Its breakdown revealed that all minorities were underrepresented on all three commercial networks, with the Nine and Seven Networks the least diverse. The Nine Network’s on-screen news presenters and reporters were 88% Anglo-Celtic, far ahead of Seven (72%) and 10 (67%). Australians of non-European heritage, despite making up 21% of the population, were almost entirely absent on all three commercial networks – with Nine and 10 at 3%, and Seven 5%. The ABC was only marginally better on representing non-European Australians at 9%, although its proportion of Anglo-Celtic representation was on par with nationwide demographics at 57%.

Aboriginal representation didn’t fare much better, with almost no Indigenous news personalities featuring on screen on any network in four states and one territory over the two-week period. That includes the Northern Territory, where Indigenous Australians constitute 30% of the population.

Tanya Orman, a Birri and Guugu Yimidhirr journalist and director of Indigenous content at SBS, said the structure of Australian media had its roots in the days of the White Australia policy.

“The whole [Indigenous] population was excluded from Australia under the White Australia policy, and how media has formed and evolved over its 60-plus years has reflected that exclusion.”

Minorities were also underrepresented at senior management and executive levels, the report found. National news directors across the board were all white men, it said.

The lack of diversity both in the newsroom and management means important Australian perspectives are not being heard, said Usha Manchanda Rodrigues, a senior lecturer in journalism at Deakin University who participated in the project.

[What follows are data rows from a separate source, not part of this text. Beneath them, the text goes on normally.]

PR #3905, opened 2026-08-13
Fix frictionless Coulomb dual cone projection in PADMM

rubengrandia:
## Description

Fix branch ordering in `project_to_coulomb_dual_cone()` so the membership test runs before the polar-cone test. At `mu = 0` the dual cone is the half-space `xn >= 0`; evaluating the polar-cone condition first incorrectly maps feasible axis points `(0, 0, +xn)` to zero.

Add regression coverage that compares the Warp Coulomb cone and dual-cone projections against a float64 reference across interior, boundary, and polar-cone samples, including degenerate friction coefficients (`mu = 0`, `mu → ∞`).

## Checklist

## Test plan

```bash
uv run --extra dev -m newton.tests -k test_12_coulomb_cone_projections_match_analytic_reference
```

## Bug fix

**Steps to reproduce:**

1. Project `(0, 0, xn)` with `xn > 0` onto the Coulomb dual cone with `mu = 0`.
2. Observe the projection returns `(0, 0, 0)` instead of the input.

**Minimal reproduction:**

```python
import numpy as np
import warp as wp

from newton._src.solvers.kamino._src.solvers.padmm.math import project_to_coulomb_dual_cone

@wp.kernel
def project_kernel(x: wp.array[wp.vec3f], out: wp.array[wp.vec3f]):
    out[0] = project_to_coulomb_dual_cone(x[0], wp.float32(0.0))

x = wp.array([wp.vec3f(0.0, 0.0, 1.0)], dtype=wp.vec3f, device="cpu")
out = wp.zeros(1, dtype=wp.vec3f, device="cpu")
wp.launch(project_kernel, dim=1, inputs=[x], outputs=[out], device="cpu")

assert np.allclose(out.numpy()[0], [0.0, 0.0, 1.0])  # fails before this PR
```

## Summary by CodeRabbit

* **Bug Fixes**
  * Improved Coulomb cone projections for zero-friction cases, preserving valid vectors while correctly projecting invalid inputs.
  * Improved handling across interior, boundary, polar, and general projection scenarios.
  * Simplified projection behavior for more consistent results across friction levels.

* **Tests**
  * Added comprehensive validation for primal and dual Coulomb cone projections.
  * Expanded coverage across zero, small, unit, and large friction values, including representative projection cases.

### DIFF
--- a/newton/_src/solvers/kamino/_src/solvers/padmm/math.py
+++ b/newton/_src/solvers/kamino/_src/solvers/padmm/math.py
@@ -45,14 +45,13 @@ wp.set_module_options({"enable_backward": False})
 
 
 @wp.func
-def project_to_coulomb_cone(x: wp.vec3f, mu: wp.float32, epsilon: wp.float32 = 0.0) -> wp.vec3f:
+def project_to_coulomb_cone(x: wp.vec3f, mu: wp.float32) -> wp.vec3f:
     """
     Projects a 3D vector `x` onto an isotropic Coulomb friction cone defined by the friction coefficient `mu`.
 
     Args:
         x: The input vector to be projected.
         mu: The friction coefficient defining the aperture of the cone.
-        epsilon: A numerical tolerance applied to the cone boundary. Defaults to 0.0.
 
     Returns:
         The vector projected onto the Coulomb cone.
@@ -60,8 +59,11 @@ def project_to_coulomb_cone(x: wp.vec3f, mu: wp.float32, epsilon: wp.float32 = 0
     xn = x[2]
     xt_norm = wp.sqrt(x[0] * x[0] + x[1] * x[1])
     y = wp.vec3f(0.0)
-    if mu * xt_norm > -xn + epsilon:
-        if xt_norm <= mu * xn + epsilon:
+    # The polar-cone test must precede the membership test: at mu = 0 the primal
+    # cone degenerates to the ray { xt = 0, xn >= 0 }, testing xt_norm <= mu * xn
+    # first would leave the infeasible point (0, 0, -xn) unchanged.
+    if mu * xt_norm > -xn:
+        if xt_norm <= mu * xn:
             y = x
         else:
             ys = (mu * xt_norm + xn) / (mu * mu + 1.0)
@@ -73,7 +75,7 @@ def project_to_coulomb_cone(x: wp.vec3f, mu: wp.float32, epsilon: wp.float32 = 0
 
 
 @wp.func
-def project_to_coulomb_dual_cone(x: wp.vec3f, mu: wp.float32, epsilon: wp.float32 = 0.0) -> wp.vec3f:
+def project_to_coulomb_dual_cone(x: wp.vec3f, mu: wp.float32) -> wp.vec3f:
     """
     Projects a 3D vector `x` onto the dual of an isotropic Coulomb
     friction cone defined by the friction coefficient `mu`.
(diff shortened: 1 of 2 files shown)


rubengrandia:
Tracking issue: disneyresearch/newton#430

newton/_src/solvers/kamino/_src/solvers/padmm/math.py
Guirec-Maloisel: Could we update this one as well to also check first if we just return the input? I don't think we'd have the same corner case here (it would be for mu -> infinity) but it's probably cleaner to ensure first if the point is already in the cone

Guirec-Maloisel: Slightly outside the diff, but this epsilon argument is not used anywhere in the code (left at zero). I'm wondering if we could get rid of it? I don't see a reason why you'd want to introduce a tolerance here.

newton/tests/kamino/test_kamino_solvers_padmm.py
```diff
@@ -985,6 +1078,42 @@ def test_11_apadmm_honors_per_world_iteration_budgets(self):
...
+        wp.launch(
+            kernel=project_onto_coulomb_cones_kernel,
+            dim=len(x),
+            inputs=[x_arg, mu_arg],
+            outputs=[primal, dual],
+            device=self.default_device,
+        )
+        return primal.numpy(), dual.numpy()
+
+    def test_12_coulomb_cone_projections_match_analytic_reference(self):
```
Guirec-Maloisel: This PR introduces a whole architecture to test a single math function. I'm wondering if we could directly list a few hardcoded examples of inputs and outputs (including corner cases), and call directly the wp.func from Python in the text case.

newton/_src/solvers/kamino/_src/solvers/padmm/math.py
rubengrandia: This was not possible and introduced the same bug we had before. Added a comment to the code the explain why the order is important

rubengrandia: I agree, I removed it.

newton/tests/kamino/test_kamino_solvers_padmm.py
rubengrandia: I simplified to tests to hardcoded cases. I checked that they still catch the original bug. Calling the wp.func directly is not possible, but the whole test logic should be much more readable now.

chschuma-disney (dismissed):
Looks good from my side!

newton/_src/solvers/kamino/_src/solvers/padmm/math.py
Guirec-Maloisel: Yes, it makes sense that you'd have the opposite problem there, you basically swap the 0 and infinity cases. Thanks for clarifying!

Guirec-Maloisel (dismissed):
Thanks for the simplifications to the code, looks good to me for merging now!

newton/tests/kamino/test_kamino_solvers_padmm.py
Guirec-Maloisel: Hmm interesting, it works for me in a notebook if I manually create a wp.vec3f and call the wp.func directly (returns a wp.vec3f). But it might be different in a unit test script then.

chschuma-disney (approved):

Guirec-Maloisel (approved):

“Most senior executive and board members are of Anglo-Celtic heritage, which gives rise to an argument that they do not have the lived experience of people from culturally diverse backgrounds to then put policies in place to tell different news stories.”

That exclusion also extends to geography. The report found broadcast journalists were mostly concentrated in inner Sydney and Melbourne, suggesting that suburban and rural voices were not being heard in our media discourse.

“Given news is increasingly centralised and journalists overwhelmingly live in the inner city, newsrooms are becoming even more disconnected from very multicultural suburbia and rural communities,” Lattouf said.

Nine’s director of news and current affairs, Darren Wick, disputed the report’s findings, saying the report’s methodology of “simply counting surnames on TV” was “flawed”.

“It’s disappointing that Media Diversity Australia chose not to involve the networks in the project’s research questions, methodology or in focusing it on solutions which provide greater pathways into the media.”

Lattouf said the methodology followed a similar approach taken by the Australian Human Rights Commission and “is also consistent with methodology international researchers have used in this space”.

She urged the networks not to lose sight of the bigger picture.

“Putting a mirror up to the industry may be uncomfortable for some. But it’s time to turn those feelings into action, remembering that the news product will be stronger and better connect with audiences.”

The report recommends that networks begin collecting and publishing internal data on diversity, following in the footsteps of US media.

The New York Times publishes an annual diversity report detailing its internal demographic breakdown and initiatives undertaken. Over the years, those initiatives have included employee resource groups, internal diversity and inclusion training, and investing in targeted pipelines to diversify the newsroom.

“Our mission is to seek the truth and help our readers understand the world, and that can only be done when we have a diversity of voices and perspectives informing and shaping our coverage,” said Carolyn Ryan, assistant managing editor at the Times.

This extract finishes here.